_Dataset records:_
------
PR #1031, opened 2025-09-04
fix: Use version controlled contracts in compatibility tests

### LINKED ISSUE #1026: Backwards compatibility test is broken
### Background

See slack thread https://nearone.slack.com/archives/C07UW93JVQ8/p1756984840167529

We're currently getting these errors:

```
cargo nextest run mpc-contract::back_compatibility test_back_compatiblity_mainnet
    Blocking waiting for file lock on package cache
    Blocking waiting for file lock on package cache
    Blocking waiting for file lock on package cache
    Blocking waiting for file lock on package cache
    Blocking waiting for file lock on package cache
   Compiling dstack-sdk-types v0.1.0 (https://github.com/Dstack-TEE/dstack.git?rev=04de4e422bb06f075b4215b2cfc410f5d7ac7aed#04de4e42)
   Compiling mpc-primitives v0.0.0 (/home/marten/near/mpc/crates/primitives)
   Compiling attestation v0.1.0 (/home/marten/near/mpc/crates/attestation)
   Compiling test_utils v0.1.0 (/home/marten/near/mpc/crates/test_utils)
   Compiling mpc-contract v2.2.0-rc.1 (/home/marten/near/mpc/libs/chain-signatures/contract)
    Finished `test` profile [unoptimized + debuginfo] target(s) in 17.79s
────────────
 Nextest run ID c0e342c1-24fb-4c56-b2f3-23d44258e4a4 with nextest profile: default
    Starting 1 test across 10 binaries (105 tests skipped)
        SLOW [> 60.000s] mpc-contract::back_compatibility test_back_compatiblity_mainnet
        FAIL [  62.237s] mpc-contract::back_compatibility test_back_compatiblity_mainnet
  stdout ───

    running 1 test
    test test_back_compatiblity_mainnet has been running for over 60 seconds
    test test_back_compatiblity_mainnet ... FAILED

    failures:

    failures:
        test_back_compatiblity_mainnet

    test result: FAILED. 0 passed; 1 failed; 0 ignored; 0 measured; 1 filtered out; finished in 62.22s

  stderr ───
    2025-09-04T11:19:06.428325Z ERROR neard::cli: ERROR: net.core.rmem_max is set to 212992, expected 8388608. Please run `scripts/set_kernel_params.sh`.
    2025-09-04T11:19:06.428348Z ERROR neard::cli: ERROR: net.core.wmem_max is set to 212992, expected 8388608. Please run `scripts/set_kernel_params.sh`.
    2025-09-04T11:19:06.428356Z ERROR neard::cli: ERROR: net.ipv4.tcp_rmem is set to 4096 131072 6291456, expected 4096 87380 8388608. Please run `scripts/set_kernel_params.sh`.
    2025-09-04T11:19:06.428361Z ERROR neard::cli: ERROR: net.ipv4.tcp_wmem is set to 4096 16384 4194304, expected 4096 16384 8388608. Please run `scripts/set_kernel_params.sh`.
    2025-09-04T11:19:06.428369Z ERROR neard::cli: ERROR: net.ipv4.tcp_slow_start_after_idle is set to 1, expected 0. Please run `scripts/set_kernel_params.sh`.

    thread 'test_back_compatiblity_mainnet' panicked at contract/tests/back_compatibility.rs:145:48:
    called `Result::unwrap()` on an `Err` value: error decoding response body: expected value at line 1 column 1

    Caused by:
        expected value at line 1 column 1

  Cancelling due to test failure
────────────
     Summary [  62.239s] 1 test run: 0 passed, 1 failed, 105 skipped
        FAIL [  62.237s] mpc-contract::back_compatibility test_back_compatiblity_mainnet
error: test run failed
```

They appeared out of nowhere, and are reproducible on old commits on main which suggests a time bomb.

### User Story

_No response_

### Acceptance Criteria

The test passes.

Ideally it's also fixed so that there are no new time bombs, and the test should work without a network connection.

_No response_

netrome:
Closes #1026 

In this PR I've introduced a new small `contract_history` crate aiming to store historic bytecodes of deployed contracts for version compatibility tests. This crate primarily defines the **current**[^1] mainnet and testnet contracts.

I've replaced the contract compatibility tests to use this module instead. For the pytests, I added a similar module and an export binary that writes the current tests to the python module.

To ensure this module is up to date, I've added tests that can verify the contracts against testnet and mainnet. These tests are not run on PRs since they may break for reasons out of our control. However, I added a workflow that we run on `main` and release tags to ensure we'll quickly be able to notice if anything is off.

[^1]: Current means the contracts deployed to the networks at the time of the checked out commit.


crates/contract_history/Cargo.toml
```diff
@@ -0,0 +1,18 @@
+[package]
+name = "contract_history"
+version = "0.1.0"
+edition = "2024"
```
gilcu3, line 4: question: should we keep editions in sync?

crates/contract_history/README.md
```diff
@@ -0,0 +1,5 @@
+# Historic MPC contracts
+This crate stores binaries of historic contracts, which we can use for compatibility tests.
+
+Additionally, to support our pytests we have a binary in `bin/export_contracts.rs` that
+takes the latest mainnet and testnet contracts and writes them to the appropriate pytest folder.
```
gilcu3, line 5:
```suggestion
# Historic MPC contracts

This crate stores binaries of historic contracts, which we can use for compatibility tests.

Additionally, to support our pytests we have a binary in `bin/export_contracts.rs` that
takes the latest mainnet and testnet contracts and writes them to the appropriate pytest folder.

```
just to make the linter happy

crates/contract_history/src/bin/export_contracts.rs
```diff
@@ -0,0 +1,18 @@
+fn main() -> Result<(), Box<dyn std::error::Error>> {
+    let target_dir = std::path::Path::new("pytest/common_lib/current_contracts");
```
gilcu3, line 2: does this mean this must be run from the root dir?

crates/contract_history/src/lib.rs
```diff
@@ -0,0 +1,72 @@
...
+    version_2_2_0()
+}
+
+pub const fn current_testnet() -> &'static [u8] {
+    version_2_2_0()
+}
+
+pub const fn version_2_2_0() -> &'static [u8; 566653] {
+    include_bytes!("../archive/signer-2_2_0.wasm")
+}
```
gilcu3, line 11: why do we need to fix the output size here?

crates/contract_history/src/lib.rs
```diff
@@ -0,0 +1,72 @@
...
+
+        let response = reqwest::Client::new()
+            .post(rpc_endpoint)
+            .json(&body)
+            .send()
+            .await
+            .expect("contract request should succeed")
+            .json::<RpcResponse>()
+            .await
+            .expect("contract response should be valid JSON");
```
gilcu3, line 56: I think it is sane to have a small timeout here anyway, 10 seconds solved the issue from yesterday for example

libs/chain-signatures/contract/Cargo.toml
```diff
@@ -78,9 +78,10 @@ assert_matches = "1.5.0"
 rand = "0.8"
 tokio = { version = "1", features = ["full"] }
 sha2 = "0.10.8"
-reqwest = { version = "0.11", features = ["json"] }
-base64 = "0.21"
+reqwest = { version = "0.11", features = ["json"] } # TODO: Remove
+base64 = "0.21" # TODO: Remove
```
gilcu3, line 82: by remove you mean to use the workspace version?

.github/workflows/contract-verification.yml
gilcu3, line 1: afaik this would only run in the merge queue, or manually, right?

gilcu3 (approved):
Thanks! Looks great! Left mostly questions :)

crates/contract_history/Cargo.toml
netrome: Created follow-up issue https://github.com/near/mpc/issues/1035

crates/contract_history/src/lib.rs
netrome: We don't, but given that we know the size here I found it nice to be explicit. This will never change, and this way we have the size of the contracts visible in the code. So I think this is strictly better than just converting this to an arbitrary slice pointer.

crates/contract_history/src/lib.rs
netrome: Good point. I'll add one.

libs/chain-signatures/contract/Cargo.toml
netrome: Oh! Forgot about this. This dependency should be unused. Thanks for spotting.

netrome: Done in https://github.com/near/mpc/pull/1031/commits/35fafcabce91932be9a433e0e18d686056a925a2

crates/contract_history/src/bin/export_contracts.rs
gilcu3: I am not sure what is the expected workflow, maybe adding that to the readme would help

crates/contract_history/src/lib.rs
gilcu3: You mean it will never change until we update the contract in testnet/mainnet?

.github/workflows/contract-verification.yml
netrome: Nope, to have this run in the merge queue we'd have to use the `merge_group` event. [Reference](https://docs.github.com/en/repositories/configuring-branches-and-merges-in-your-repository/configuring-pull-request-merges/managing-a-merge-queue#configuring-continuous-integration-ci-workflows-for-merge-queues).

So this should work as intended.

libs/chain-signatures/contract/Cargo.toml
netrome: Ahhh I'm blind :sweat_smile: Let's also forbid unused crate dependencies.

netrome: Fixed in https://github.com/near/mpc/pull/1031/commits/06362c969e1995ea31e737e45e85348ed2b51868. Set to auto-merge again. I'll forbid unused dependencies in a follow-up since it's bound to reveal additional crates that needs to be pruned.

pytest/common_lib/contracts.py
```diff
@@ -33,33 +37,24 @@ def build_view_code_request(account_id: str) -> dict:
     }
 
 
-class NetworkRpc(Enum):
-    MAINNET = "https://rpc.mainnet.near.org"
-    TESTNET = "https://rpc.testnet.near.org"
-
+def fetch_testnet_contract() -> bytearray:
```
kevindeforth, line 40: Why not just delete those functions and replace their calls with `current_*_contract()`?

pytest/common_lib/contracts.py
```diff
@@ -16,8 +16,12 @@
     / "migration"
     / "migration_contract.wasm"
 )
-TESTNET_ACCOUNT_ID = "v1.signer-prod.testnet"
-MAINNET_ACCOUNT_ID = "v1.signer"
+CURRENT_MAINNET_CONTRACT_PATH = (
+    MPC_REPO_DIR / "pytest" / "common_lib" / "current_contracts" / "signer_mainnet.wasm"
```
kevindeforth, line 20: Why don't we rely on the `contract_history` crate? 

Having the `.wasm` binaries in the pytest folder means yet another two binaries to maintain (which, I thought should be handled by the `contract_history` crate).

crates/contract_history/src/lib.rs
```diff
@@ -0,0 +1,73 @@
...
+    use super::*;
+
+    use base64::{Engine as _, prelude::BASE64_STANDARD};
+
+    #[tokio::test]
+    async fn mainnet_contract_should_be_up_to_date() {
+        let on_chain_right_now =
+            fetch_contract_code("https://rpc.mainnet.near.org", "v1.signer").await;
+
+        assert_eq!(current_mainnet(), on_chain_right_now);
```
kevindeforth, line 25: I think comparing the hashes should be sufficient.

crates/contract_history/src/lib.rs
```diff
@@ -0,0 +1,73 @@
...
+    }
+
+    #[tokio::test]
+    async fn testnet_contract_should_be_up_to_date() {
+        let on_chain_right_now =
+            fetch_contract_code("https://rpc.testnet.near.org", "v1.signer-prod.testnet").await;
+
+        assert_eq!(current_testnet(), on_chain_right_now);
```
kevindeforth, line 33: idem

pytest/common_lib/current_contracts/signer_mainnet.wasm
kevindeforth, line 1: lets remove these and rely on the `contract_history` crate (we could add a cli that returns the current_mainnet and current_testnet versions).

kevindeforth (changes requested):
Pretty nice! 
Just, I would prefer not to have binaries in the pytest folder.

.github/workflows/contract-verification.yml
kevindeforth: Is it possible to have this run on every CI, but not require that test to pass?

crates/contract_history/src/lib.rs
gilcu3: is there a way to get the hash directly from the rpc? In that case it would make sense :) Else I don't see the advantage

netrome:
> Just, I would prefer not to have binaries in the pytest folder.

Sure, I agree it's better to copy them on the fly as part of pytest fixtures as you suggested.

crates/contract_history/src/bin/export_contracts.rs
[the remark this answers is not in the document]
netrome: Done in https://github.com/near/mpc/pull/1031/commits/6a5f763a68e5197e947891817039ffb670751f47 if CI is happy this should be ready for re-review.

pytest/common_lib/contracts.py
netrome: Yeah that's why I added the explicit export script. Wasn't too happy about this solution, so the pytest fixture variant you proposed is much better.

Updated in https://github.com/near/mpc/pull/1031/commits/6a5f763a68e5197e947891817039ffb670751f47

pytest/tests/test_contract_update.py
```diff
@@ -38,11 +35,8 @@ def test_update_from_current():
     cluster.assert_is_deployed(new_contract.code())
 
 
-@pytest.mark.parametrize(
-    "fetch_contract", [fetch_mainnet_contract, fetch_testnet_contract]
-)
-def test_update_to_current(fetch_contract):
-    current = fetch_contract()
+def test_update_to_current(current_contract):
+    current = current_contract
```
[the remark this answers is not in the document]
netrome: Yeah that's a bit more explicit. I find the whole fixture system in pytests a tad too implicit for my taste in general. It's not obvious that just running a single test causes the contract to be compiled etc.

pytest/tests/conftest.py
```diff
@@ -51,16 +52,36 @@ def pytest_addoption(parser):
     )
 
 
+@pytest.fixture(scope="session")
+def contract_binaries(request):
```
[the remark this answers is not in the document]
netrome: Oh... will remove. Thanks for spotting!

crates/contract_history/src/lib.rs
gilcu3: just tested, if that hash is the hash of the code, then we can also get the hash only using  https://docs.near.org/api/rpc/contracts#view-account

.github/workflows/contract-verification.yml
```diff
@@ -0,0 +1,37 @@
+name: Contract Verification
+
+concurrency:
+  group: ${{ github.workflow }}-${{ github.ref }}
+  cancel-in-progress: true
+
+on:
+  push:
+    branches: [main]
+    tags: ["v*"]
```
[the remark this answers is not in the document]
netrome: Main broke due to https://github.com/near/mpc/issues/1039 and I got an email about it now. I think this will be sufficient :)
------
_EXERCISE OBJECTIVE:_ Set down, exactly as they stand above, the lines starting with the line with "In this PR I've" and going on through the line with "I've replaced the", and no others.

_ANSWER FOR THIS EXERCISE:_
In this PR I've introduced a new small `contract_history` crate aiming to store historic bytecodes of deployed contracts for version compatibility tests. This crate primarily defines the **current**[^1] mainnet and testnet contracts.

I've replaced the contract compatibility tests to use this module instead. For the pytests, I added a similar module and an export binary that writes the current tests to the python module.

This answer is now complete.